**ACTION ITEM**
If a line of the data below holds the word "based", list it.

*** Block opens ***

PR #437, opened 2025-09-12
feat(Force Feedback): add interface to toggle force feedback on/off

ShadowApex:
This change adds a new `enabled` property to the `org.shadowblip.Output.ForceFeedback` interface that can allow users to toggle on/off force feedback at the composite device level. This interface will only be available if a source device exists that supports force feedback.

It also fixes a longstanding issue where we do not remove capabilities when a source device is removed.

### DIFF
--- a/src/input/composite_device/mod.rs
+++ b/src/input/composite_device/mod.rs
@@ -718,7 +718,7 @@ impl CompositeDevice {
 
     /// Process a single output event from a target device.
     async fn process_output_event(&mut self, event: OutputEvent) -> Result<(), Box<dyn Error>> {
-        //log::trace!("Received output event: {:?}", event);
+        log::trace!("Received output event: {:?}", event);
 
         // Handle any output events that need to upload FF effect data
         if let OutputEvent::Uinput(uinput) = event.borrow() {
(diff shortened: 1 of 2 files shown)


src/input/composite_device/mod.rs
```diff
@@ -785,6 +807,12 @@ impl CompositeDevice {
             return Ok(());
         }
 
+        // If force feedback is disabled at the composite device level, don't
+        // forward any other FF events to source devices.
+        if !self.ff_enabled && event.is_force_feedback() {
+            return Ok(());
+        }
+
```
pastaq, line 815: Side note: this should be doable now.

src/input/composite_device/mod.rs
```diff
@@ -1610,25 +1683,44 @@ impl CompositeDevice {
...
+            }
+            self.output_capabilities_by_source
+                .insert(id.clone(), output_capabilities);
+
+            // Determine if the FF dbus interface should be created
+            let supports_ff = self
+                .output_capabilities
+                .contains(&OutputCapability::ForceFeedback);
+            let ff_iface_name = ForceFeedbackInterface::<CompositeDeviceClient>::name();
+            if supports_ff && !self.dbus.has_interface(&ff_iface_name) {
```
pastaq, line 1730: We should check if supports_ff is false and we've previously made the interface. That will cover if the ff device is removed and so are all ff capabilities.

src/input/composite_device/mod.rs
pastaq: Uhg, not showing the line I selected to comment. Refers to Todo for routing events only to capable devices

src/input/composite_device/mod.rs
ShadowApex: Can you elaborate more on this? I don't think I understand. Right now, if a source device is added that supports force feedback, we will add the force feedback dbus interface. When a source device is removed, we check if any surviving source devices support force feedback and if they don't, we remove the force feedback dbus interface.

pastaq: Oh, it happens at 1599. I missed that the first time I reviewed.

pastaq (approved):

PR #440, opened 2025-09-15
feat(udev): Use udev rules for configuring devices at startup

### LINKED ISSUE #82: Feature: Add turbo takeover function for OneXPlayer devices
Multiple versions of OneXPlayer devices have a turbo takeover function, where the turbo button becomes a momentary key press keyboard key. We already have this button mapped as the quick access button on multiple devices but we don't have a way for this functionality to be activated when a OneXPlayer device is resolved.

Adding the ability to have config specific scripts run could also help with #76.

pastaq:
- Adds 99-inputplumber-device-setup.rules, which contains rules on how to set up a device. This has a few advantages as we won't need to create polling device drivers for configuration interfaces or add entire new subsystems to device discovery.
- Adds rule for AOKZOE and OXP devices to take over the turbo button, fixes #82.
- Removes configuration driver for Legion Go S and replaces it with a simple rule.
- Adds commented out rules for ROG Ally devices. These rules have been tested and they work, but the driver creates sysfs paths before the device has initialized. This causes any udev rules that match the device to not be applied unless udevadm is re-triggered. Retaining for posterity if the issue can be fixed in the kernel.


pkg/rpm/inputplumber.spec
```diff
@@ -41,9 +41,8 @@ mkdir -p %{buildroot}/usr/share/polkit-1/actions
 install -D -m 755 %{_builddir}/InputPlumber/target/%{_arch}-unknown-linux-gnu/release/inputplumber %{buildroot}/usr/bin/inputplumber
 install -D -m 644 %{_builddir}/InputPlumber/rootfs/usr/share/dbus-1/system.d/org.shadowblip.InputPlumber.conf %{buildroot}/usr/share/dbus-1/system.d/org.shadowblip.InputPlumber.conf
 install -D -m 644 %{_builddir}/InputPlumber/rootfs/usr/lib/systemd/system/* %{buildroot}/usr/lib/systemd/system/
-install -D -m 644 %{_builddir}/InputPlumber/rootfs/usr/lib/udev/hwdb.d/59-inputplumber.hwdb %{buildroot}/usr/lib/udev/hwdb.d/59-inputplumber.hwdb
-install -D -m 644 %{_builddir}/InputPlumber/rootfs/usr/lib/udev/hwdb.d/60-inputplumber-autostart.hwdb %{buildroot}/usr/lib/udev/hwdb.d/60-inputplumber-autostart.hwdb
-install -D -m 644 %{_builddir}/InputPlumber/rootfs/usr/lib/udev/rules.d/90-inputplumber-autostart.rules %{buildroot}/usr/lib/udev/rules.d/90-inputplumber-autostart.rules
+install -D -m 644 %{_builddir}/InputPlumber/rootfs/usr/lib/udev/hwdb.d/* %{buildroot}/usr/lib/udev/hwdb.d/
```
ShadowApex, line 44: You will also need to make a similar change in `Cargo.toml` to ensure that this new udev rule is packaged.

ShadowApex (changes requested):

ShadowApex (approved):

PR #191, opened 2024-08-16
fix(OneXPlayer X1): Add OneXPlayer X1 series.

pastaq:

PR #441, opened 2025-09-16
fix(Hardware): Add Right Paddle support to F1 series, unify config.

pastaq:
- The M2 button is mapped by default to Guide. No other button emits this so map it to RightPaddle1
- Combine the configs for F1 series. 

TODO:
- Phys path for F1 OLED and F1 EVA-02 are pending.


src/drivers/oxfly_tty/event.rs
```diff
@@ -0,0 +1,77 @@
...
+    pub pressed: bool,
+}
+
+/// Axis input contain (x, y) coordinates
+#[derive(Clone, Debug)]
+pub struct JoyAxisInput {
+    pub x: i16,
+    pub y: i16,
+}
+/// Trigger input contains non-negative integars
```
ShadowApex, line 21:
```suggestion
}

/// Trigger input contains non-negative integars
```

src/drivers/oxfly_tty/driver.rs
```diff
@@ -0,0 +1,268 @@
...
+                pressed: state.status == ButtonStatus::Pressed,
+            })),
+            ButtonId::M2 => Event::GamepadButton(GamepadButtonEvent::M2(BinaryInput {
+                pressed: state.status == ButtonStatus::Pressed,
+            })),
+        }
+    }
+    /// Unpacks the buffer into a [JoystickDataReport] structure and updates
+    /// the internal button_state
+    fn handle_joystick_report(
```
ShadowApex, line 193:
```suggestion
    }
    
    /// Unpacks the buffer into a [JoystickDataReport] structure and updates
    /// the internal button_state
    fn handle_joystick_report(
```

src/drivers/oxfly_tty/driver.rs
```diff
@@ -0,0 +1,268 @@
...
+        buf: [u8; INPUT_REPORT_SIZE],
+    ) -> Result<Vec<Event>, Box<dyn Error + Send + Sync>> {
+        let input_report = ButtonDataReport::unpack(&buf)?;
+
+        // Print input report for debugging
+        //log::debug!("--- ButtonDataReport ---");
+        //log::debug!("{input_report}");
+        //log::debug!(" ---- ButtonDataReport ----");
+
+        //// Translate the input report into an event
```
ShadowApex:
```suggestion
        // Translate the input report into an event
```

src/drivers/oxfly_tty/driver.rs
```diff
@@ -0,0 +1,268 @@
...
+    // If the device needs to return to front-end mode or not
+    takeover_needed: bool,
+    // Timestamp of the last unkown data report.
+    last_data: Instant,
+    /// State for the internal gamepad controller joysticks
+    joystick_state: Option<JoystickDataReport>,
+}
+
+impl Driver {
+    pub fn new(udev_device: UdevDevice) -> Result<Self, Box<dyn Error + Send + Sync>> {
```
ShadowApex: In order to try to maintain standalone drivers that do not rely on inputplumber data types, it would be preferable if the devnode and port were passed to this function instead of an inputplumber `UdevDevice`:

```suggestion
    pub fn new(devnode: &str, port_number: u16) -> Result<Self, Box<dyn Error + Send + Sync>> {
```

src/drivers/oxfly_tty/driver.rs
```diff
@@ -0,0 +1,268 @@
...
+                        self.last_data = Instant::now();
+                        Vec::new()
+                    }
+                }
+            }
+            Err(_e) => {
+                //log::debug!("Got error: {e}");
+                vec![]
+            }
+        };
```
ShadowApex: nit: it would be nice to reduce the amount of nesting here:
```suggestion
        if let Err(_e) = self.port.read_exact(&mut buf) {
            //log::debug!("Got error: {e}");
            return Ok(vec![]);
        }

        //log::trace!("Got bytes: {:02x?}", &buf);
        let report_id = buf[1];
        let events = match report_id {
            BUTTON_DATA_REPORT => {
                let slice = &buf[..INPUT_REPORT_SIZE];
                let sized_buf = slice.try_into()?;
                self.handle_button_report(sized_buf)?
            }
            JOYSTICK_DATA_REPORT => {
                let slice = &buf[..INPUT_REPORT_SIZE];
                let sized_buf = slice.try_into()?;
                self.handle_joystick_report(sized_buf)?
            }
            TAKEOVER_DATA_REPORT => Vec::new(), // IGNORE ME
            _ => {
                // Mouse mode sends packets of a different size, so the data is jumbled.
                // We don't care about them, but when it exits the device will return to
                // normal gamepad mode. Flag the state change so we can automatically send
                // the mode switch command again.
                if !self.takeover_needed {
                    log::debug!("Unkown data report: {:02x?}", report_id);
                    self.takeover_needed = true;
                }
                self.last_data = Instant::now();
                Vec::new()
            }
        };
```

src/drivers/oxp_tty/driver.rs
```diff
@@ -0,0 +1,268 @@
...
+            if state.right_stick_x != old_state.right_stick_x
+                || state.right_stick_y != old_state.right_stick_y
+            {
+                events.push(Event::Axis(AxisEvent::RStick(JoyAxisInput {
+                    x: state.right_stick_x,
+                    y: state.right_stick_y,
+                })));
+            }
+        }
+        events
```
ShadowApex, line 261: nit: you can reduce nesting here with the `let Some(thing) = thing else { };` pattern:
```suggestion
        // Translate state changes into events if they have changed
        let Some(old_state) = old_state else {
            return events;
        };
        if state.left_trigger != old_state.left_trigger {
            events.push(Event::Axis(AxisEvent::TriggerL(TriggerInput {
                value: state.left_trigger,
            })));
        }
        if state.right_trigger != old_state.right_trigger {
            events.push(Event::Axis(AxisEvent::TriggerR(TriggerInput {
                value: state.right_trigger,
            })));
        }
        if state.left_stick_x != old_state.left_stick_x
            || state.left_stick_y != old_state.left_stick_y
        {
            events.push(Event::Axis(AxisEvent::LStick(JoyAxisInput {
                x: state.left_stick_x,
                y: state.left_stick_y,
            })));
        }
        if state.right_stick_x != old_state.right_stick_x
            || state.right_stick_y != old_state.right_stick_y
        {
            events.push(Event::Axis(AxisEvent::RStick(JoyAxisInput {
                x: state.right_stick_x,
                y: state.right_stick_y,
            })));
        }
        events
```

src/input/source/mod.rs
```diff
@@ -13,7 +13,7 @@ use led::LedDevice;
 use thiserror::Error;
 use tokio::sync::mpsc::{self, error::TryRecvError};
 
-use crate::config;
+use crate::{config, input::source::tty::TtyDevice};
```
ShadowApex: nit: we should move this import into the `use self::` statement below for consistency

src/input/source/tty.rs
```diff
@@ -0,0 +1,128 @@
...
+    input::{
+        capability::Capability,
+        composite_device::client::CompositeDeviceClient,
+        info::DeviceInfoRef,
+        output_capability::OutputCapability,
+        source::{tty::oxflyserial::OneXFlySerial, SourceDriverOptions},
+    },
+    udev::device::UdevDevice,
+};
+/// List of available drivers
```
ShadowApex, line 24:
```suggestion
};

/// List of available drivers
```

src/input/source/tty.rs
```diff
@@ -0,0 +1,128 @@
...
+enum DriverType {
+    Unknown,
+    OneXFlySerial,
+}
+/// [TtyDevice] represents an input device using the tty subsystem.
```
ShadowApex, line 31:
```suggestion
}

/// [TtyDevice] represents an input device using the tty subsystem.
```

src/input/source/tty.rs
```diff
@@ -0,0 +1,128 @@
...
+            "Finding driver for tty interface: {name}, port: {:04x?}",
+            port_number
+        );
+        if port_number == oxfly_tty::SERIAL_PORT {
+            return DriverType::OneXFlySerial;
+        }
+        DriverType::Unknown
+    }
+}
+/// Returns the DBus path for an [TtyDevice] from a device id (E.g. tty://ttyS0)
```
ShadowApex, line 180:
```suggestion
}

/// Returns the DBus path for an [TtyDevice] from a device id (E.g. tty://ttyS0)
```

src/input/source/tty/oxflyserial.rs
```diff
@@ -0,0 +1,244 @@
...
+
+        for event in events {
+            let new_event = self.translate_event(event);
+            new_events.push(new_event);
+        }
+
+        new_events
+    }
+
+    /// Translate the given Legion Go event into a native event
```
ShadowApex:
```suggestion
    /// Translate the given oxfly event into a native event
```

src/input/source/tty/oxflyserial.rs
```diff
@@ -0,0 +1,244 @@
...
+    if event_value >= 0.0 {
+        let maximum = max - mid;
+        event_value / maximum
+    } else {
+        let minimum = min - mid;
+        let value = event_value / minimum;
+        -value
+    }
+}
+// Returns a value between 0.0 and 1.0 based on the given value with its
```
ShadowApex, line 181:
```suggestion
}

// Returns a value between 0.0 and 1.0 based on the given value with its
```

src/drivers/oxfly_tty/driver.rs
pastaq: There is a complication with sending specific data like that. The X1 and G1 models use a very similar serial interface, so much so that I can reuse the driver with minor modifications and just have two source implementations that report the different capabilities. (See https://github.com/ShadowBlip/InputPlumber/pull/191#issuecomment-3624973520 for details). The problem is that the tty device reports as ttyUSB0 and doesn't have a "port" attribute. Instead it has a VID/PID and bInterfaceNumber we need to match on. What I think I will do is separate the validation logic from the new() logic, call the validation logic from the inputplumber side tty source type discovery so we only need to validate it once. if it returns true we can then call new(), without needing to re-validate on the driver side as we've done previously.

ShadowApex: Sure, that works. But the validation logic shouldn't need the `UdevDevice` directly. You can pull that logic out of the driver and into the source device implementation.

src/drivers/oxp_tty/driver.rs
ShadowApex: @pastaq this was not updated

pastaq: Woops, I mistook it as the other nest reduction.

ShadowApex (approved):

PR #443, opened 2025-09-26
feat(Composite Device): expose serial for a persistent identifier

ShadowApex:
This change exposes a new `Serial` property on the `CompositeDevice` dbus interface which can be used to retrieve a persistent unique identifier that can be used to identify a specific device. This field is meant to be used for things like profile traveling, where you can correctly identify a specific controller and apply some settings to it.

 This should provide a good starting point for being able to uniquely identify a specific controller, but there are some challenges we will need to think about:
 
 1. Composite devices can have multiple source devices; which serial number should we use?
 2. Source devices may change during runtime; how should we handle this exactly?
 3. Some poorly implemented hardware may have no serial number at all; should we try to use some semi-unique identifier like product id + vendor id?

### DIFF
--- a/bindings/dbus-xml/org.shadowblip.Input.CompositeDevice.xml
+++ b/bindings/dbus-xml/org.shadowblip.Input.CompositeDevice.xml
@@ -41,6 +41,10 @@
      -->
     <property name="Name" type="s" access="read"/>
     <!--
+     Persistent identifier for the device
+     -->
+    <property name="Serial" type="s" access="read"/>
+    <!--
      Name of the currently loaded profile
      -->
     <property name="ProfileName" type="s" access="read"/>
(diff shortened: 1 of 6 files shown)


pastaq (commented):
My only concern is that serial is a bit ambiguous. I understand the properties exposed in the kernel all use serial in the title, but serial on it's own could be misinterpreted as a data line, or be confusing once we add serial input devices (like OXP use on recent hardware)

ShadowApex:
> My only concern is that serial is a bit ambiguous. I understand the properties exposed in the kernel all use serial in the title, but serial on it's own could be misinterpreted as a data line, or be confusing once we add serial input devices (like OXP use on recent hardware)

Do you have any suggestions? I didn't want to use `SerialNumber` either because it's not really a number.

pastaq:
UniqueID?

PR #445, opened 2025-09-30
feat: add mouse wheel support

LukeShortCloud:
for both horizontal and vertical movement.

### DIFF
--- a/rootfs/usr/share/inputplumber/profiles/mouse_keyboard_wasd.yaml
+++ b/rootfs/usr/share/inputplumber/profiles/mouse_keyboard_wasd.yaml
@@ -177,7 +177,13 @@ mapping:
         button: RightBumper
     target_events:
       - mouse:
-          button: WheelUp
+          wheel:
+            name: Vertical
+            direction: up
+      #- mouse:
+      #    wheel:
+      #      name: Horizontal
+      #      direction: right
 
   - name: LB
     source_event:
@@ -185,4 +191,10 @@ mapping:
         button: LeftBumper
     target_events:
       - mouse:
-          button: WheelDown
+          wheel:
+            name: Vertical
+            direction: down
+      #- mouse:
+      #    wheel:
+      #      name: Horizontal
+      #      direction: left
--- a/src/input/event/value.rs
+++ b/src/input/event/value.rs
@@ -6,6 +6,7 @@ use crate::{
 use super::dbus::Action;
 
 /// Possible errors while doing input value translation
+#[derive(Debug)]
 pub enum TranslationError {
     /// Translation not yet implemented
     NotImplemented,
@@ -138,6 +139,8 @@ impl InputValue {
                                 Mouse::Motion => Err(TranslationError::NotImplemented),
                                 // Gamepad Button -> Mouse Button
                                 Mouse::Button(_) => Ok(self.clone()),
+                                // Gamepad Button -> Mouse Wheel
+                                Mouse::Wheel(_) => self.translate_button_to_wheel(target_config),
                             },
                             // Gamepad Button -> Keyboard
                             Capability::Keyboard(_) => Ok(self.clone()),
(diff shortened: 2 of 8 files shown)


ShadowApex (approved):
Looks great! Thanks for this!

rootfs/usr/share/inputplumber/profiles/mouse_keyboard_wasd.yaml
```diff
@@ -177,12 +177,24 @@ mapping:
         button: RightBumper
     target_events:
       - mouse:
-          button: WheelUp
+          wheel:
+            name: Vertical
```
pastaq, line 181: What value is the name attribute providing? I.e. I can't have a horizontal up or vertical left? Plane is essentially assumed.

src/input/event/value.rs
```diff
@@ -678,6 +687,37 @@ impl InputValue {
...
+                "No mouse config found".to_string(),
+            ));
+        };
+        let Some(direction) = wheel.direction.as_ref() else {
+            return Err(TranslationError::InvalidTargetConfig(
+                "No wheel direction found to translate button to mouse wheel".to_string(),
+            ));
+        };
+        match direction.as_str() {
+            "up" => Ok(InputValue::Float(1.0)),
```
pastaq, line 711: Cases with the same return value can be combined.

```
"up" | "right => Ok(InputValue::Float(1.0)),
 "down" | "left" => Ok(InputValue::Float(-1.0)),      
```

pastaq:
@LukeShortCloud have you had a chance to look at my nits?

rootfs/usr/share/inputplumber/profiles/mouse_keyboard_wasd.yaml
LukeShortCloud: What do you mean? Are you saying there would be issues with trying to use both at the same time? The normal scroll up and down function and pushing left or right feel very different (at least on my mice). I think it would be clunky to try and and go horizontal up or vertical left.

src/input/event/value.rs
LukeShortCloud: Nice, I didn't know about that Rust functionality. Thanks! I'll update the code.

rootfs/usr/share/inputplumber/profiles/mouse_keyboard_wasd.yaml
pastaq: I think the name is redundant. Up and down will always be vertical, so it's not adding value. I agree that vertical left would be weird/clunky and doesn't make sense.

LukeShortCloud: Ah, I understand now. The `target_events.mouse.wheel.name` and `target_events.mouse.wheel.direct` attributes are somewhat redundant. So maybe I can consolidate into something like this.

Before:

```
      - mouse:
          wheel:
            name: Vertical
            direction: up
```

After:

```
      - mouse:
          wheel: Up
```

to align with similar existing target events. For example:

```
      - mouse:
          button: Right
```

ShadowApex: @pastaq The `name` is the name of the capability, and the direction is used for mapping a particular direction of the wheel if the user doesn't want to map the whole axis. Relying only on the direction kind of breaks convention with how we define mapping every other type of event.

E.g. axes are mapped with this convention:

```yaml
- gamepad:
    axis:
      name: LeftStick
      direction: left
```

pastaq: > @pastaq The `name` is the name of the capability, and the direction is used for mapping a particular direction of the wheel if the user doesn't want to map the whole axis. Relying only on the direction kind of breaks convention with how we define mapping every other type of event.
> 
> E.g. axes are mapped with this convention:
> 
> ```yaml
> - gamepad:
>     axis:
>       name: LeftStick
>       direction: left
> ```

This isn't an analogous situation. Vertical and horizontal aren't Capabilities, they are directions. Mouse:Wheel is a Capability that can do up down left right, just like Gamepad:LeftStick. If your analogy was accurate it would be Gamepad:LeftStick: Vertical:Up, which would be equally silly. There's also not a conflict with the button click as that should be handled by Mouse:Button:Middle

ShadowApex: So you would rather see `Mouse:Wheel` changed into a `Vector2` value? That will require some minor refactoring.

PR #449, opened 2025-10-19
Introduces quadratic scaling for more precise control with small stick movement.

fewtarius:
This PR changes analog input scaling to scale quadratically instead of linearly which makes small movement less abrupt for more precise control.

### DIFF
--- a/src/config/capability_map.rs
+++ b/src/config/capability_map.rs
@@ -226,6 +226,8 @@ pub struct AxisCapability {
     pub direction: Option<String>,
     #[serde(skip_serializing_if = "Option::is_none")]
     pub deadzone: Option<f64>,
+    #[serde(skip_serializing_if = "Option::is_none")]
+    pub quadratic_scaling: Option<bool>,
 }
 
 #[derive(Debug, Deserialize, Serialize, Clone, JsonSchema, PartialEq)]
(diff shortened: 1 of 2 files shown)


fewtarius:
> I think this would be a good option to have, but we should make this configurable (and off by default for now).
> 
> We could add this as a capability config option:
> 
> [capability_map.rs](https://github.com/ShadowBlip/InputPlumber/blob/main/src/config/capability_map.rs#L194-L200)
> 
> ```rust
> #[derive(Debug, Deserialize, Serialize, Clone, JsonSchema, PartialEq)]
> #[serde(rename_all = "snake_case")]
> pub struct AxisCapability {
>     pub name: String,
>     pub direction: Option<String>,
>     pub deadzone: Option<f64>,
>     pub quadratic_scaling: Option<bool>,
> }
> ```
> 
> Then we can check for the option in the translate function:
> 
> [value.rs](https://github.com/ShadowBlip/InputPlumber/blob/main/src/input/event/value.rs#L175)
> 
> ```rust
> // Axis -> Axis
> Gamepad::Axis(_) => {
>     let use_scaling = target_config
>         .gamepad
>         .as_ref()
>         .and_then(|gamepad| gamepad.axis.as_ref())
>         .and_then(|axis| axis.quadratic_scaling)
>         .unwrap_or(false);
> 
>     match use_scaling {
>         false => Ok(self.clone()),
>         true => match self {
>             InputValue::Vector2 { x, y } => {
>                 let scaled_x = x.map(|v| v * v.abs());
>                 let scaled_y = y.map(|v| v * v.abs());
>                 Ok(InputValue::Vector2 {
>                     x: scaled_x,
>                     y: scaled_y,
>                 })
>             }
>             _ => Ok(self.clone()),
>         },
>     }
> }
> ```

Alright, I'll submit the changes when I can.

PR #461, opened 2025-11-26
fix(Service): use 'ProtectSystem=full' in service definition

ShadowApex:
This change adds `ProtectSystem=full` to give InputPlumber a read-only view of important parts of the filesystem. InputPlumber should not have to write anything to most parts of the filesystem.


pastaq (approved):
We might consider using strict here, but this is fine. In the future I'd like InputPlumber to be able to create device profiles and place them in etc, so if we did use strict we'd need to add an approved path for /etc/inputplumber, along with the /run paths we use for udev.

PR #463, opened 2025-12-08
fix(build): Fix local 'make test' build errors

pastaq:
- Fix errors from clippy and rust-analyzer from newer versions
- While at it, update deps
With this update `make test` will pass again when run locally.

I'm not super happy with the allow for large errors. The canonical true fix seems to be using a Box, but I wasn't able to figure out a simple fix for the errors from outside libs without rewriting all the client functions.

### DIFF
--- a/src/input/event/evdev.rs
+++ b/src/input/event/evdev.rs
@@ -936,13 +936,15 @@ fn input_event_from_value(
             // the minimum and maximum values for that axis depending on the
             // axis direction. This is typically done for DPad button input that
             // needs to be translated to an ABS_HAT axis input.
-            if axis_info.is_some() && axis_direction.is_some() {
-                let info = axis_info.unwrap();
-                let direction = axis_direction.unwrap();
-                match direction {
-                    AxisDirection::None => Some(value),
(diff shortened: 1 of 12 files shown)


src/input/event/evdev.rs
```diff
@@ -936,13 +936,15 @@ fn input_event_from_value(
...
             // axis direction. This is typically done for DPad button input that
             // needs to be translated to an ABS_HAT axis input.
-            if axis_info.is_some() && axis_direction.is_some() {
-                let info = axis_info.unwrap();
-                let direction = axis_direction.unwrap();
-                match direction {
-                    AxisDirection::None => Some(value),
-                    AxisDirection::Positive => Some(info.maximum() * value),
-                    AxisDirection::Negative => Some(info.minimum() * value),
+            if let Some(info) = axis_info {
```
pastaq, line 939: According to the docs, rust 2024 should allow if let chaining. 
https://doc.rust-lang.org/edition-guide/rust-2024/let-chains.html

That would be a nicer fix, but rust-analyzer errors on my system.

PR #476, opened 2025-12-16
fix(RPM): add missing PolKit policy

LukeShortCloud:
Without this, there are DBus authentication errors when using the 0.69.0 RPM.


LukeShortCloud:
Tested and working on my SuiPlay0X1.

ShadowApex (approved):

*** Block closes ***

**EXERCISE RESULT**
+// Returns a value between 0.0 and 1.0 based on the given value with its
// Returns a value between 0.0 and 1.0 based on the given value with its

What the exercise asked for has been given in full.